• [ASSIGNMENT]: Begin at the line containing "testCombinedProperTimeAndStateDynamics2: compares direct" and copy each line exactly through the end of the records, leaving out what comes before.

• [EXERCISE MATERIAL]:
============

PR #655, opened 2026-02-11
Add space-time metric, relativistic time propagation, and INPOP tests

kimonito98:
**WIP - FEATURE**

unit tests passing (see document attached) except:
testCombinedProperTimeAndStateDynamics2: compares direct metric-based proper-time propagation with concatenated barycentric-plus-topocentric propagation --> divergence of 1e-4 after 1 year
[spacetime.pdf](https://github.com/user-attachments/files/25222944/spacetime.pdf)


DominicDirkx:
Thanks for adding this! Will be great to have this code in Tudat, finally updated to modern setup :) I see in the changed files of the PR that the data.zip is removed (and as a result all CI is failing). Could you put this file back (and add any test files that you may need, which there are probably a lot of!)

============

• [WRITTEN RESPONSE]:
testCombinedProperTimeAndStateDynamics2: compares direct metric-based proper-time propagation with concatenated barycentric-plus-topocentric propagation --> divergence of 1e-4 after 1 year
[spacetime.pdf](https://github.com/user-attachments/files/25222944/spacetime.pdf)


DominicDirkx:
Thanks for adding this! Will be great to have this code in Tudat, finally updated to modern setup :) I see in the changed files of the PR that the data.zip is removed (and as a result all CI is failing). Could you put this file back (and add any test files that you may need, which there are probably a lot of!)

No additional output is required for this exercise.